Whichever lines of the entries hold the word "from" should be identified and copied.

TASK INPUTS -
────────────────────

PR #1761, opened 2026-06-02
fix: increasing/decreasing member count on member event cause incorrect member count

szuperaz:
The issue:
When adding more than one member at once to a channel, this is the WS event sequence I get:
- Channel has 4 members now, we're adding 2 new members in a single API call
- `member.added` event arrives -> stream-chat-js increases member count by one, current value is 5
- `channel.updated` event arrives with member count 6 -> stream-chat-js sets member count from WS event to 6
- `member.added` event arrives -> stream-chat-js increases member count by one, current value is 7 ❌

The solution:
Since `channel.updated` is dispatched every time we add/remove members, it's safe to set member count only from that event, and don't increase/decrease counter on member events.

## CLA

- [ ] Code changes are tested

## Changelog

-

### DIFF
--- a/src/channel.ts
+++ b/src/channel.ts
@@ -2165,9 +2165,6 @@ export class Channel {
             ...channelState.members,
             [memberCopy.user.id]: memberCopy,
           };
-          if (channel.data?.member_count && event.type === 'member.added') {
-            channel.data.member_count += 1;
-          }
         }
 
         const currentUserId = this.getClient().userID;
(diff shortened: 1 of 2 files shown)


MartinCupela (changes requested):
@szuperaz could you add tests for this, please?

szuperaz:
> @szuperaz could you add tests for this, please?

Do you mean a negative test checking we don't change counter on member events?

szuperaz:
> @szuperaz could you add tests for this, please?

Added tests in this commit: https://github.com/GetStream/stream-chat-js/pull/1761/commits/f1db7dc8c1226c28fe7398893251e45bf815aa4d

MartinCupela (approved):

────────────────────

EXERCISE RESULT -
- `channel.updated` event arrives with member count 6 -> stream-chat-js sets member count from WS event to 6
Since `channel.updated` is dispatched every time we add/remove members, it's safe to set member count only from that event, and don't increase/decrease counter on member events.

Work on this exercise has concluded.